Matthew 21:33-44 - Homilies By Marcus Dods
Parable of the wicked husbandmen.
The priests and elders already stood convicted of having incapacitated themselves for recognizing the Divine in Jesus. But theirs was not the guilt of common unbelievers. It was not merely their personal, hut their official duty to keep themselves awake to the Divine, by righteousness of life. It was the duty for which their office existed. They are as agents whom a man has appointed to manage his business, and who use their position only to enrich themselves. The parable under which this judgment is carried home to them is one they could not fail to understand. The vineyard was Israel—the small section of humanity railed off from the degrading barbarism around, as if to try what could be done by bestowing every advantage that could help men to produce the proper fruit of men. Nothing was wanting which could win them to holiness, nothing which could enlarge, purify, fertilize human nature. The result was that they were content, as many professing religion are content now, with receiving and doing nothing. They measured themselves by the care God spent on them, not by the fruit they yielded; by the amount of instruction, the grace they received, not by the use that they made of it. Again and again God sent to remind them he was expecting fruit of his care, but his messengers speedily found that they were willing enough to live upon God, but not to live to him. But it is the keepers of the vineyard who are here censured for unfaithfulness, and that on two grounds.
1 . They used their position solely for their own advantage. They had failed to remember they were servants. The religious leader is as liable as the political or military leader to be led by a desire for distinction, applause, power. Success may be the idol of the one as truly as of the other.
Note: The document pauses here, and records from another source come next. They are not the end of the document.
PR #1667, opened 2026-06-14
Integrate `stdarch` tests for aarch64

CathalMullan:
Had a go at wiring up `stdarch`. Runs the `core_arch` and `intrinsic-test` test suites. 

Looked into x86 as well. It had more hard errors to resolve up front, so opted to stick with aarch64 for now.

The skip mechanism for these may be a little cumbersome to maintain.
Maybe making the tests opt-in rather than opt-out would be the better approach?


build_system/tests.rs
```diff
@@ -162,6 +162,19 @@ static SYSROOT_TESTS_SRC: RelPath = RelPath::build("sysroot_tests");
...
+pub(crate) static STDARCH_REPO: GitRepo = GitRepo::github(
+    "rust-lang",
+    "stdarch",
+    "afc40bbc4fde7999324bb58fba692b6a51dc9290",
+    &[],
+    "62c59d72e1e4b348",
+    "stdarch",
+);
+
+static STDARCH: CargoProject = CargoProject::new(STDARCH_REPO.source_dir(), "stdarch_target");
```
bjorn3: It should be possible to use the version from the standard library sources just like for portable-simd.

*[View changes since the review](https://triagebot.infra.rust-lang.org/gh-changes-since/rust-lang/rustc_codegen_cranelift/1667/7227b9ca90799dda0b1501120323b9b392bffcf8..a4adef342a9b88963b2f7837d2178de4f03d2ea1)*

CathalMullan: Looks like the stdarch intrinsic-test crate gets stripped from the source before bundling: https://github.com/rust-lang/rust/blob/main/src/bootstrap/src/core/build_steps/dist.rs#L1204-L1208

bjorn3: Right, I added those exclusions myself :facepalm:

bjorn3:
> Maybe making the tests opt-in rather than opt-out would be the better approach?

Yeah, I think that would work better. Aside from currently being a shorter list, it also avoids mistakenly thinking a new failing test got added that can be disabled just fine rather than an existing test now failing.

build_system/tests.rs
CathalMullan: Turns out this is outdated anyways, the heavy intrinsics data now lives in `library/stdarch/intrinsics_data`, which isn't stripped. Also looks to be smaller than the 30MB it was in the past, around 12MB now, compresses to 300KB.

Would be simpler to remove the filter from upstream.

CathalMullan:
Now uses `rust-src` for the `stdarch` tests.

Switching from opt-out to opt-in will require some upstream work in `stdarch`. It only supports `STDARCH_TEST_SKIP_FUNCTION` / `--skip`, no mechanism to only run a subset of tests.

The opt-in lists would likely be longer than the existing skip lists fwiw.

build_system/tests.rs
```diff
@@ -262,6 +268,118 @@ const EXTENDED_SYSROOT_SUITE: &[TestCase] = &[
...
+            eprintln!("Cross-Compiling: Not running tests");
+            return;
+        }
+
+        let cc = if triple.contains("apple") { "clang" } else { "gcc" };
+
+        let mut generate_cmd = STDARCH.run(&runner.target_compiler, &runner.dirs);
+        generate_cmd.current_dir(STDARCH.source_dir(&runner.dirs));
+        generate_cmd.args([
+            "--release",
```
bjorn3: Is the overall test time more or less when removing `--release`?

*[View changes since the review](https://triagebot.infra.rust-lang.org/gh-changes-since/rust-lang/rustc_codegen_cranelift/1667/c232e6289b7757783926a9970618814948f9457d..180f2122291155a0d90f0293acf33c4c2a448b22)*

build_system/tests.rs
```diff
@@ -262,6 +268,118 @@ const EXTENDED_SYSROOT_SUITE: &[TestCase] = &[
...
+        if skip.exists() {
+            generate_cmd.arg("--skip").arg(skip);
+        }
+
+        spawn_and_wait(generate_cmd);
+
+        let mut lockfile_cmd = Command::new(&runner.target_compiler.cargo);
+        lockfile_cmd.arg("generate-lockfile");
+        lockfile_cmd.arg("--manifest-path").arg(STDARCH_RUST_PROGRAMS.manifest_path(&runner.dirs));
+        spawn_and_wait(lockfile_cmd);
```
bjorn3, line 377: Please instead put the lockfile in the patches directory of this repo and copy it over.

*[View changes since the review](https://triagebot.infra.rust-lang.org/gh-changes-since/rust-lang/rustc_codegen_cranelift/1667/c232e6289b7757783926a9970618814948f9457d..180f2122291155a0d90f0293acf33c4c2a448b22)*

bjorn3 (changes requested):

build_system/tests.rs
CathalMullan: Seems to be around the same locally. I'll run some CI tests to see if there's any meaningful difference.

build_system/tests.rs
CathalMullan: This is the lockfile of the generated workspace, which I assumed would change too often. Maybe it's stable enough to manage via a patch.

Mentions generated packages like:

```toml
[[package]]
name = "mod_9"
version = "0.1.0"
dependencies = [
 "cc",
 "core_arch",
]
```

build_system/tests.rs
CathalMullan: Runs slightly faster in CI without `--release`, I'll drop it.

build_system/tests.rs
CathalMullan: Right, they generate a `mod` per CPU core. So not sure a patch is feasible here.

https://github.com/rust-lang/stdarch/blob/80ade55ace1388cbb634f06174f6c0813747250b/crates/intrinsic-test/src/common/mod.rs#L126-L131

bjorn3: Since https://github.com/rust-lang/stdarch/pull/2202 intrinsic-test generates a lockfile. Can you rebase and remove the `cargo generate-lockfile`?

CathalMullan:
Rebased and dropped the lockfile generation.

Refreshed the skip lists as well.
Hit a `clang` specific failure, so added per `$CC` skipping too.

The patch approach also needed to be tweaked, now filtering out SVE/SVE2 generated tests manually, due to https://github.com/rust-lang/stdarch/pull/2160.

bjorn3:
Thanks a lot for implementing this!

PR #1674, opened 2026-07-11
remove f16-math patch

folkertdev:
We now have fallbacks via f32 for the intrinsics in core since https://github.com/rust-lang/rust/pull/150946.

cc https://github.com/rust-lang/rust/pull/158972


bjorn3:
Can 0001-portable-simd-Disable-f16-usage-in-portable-simd.patch be removed now too? And would you mind rebasing again? I had to change the libcall code to fix the abi for f128 on s390x.

folkertdev:
Just rebased

I believe `0001-portable-simd-Disable-f16-usage-in-portable-simd.patch` is specifically needed on windows, and the issue it runs into is fixed in GCC 16 but our CI does not use that yet. I can try removing it in a separate PR though to clarify.

PR #2455, opened 2024-01-26
feat: add version parameter for download script

olwe0002:
The current download script is always downloading the [latest](https://github.com/getgauge/gauge/blob/62b9937c03b9d29d2e9f94c0778defce9afc6c4c/build/download.sh#L16) available release.
This MR adds the optional possibility to specify the version you want to install explicitly. The version defaults to `latest` , if its not provided.

```
--version=v1.5.6
```

### DIFF
--- a/build/download.sh
+++ b/build/download.sh
@@ -12,11 +12,17 @@ download() {
     tmp="$(ensure mktemp -d)"
     ensure cd "$tmp"
 
-    # Download latest Gauge zip installer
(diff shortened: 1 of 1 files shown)


sriv (approved):

sriv:
Thanks @olwe0002 . I omitted the PR checks since this is only a change in download.sh, which does not have any tests

PR #2464, opened 2024-02-10
Fix PyPi release

chadlwilson:
PyPi now requires use of API tokens (and 2FA for the user that generates them). https://blog.pypi.org/posts/2024-01-01-2fa-enforced/

Steps needed
- [x] log in and generate an API token
- [x] Add GitHub secret for `PYPI_API_TOKEN` with the token

### DIFF
--- a/.github/workflows/release.yml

It is not the sphere in which one's work is done that proves its spirituality or worthiness, nor even the nature of it, but the motive.
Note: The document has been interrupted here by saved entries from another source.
PR #2483, opened 2024-02-13
Concept start end notify runner

PiotrNestor:
Update to send concept start and end notification to a runner.
Add isConcept to step data.
Related to the corresponding gauge-proto update

@sriv @jensakejohansson
According to issue: https://github.com/getgauge/gauge-dotnet/issues/203


PiotrNestor:
@sriv 
I cannot set gp.mod to 'go 1.21'. 
It reverts automatically to 'go 1.21.0' which is apparently not acceptable to CodeQL and golangci-lint
Is it because it's 1.21.0 in gauge-proto

PiotrNestor:
@sriv
After gauge-proto 'go 1.21' update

2 . They are censured for their zeal in proselytizing—a more insidious form of the temptation to use their position for their own ends. The indignation of our Lord was roused by the same element in their zeal, which so often still taints zeal for the propagation of religious truth. It was the desire rather to bring men to their way of thinking than to bring them to the truth. How widespreading and deep reaching this evil is those well know who have observed how dangerously near propagandism is to persecution. The zeal that proceeds from loving consideration of others does not, when opposed, darken into violence and ferocity. If we become bitter and fierce when contradicted, we may recognize our zeal as springing from desire to have our own influence acknowledged, rather than from deep love of others, or regard for the truth as truth. The condemnation of the parable our Lord enforces by reference to the Scriptures of which they professed to be guardians. Rejection by the builders was one of the marks of the Foundationstone chosen by God. They cavilled at his allowing the hosanna psalm to be applied to himself, but this was itself proof that he was what the crowd affirmed him to be. Note:
Our Lord completes the warning, abandoning the figure of the parable, and making use of the figure of the stone.
Verse 45-ch. 22:14
The marriage of the King's Son.
This parable, taken along with the parable of the two sons and the parable of the wicked husbandmen, forms a climax to them. In the first, God is represented as a Father issuing a command; in the second, as a Householder who expects the performance of a contract; in the third parable, God appears as a King, not commanding, but looking for acceptance of an enviable invitation. Already the kingdom of God had been likened to a feast, but here prominence is given to the circumstance of the host being a King, and the occasion the marriage of his son, and it is impossible to avoid the impression that our Lord meant to indicate that he was the King's Son. He and John had both familiarized the people with the title Bridegroom as applied to the Messiah. But it is rather from God's side than from man's the Bridegroom is here viewed. In Christ God and man are made one. No union can be so close. And in this, the greatest event in God's reign, and the indestructible glory of humanity, God might well expect that men should rejoice with him. Proclamation had been made, invitation given, and people remained wholly indifferent. The earnest sincerity of God in seeking our good in this matter is marked by one or two unmistakable traits.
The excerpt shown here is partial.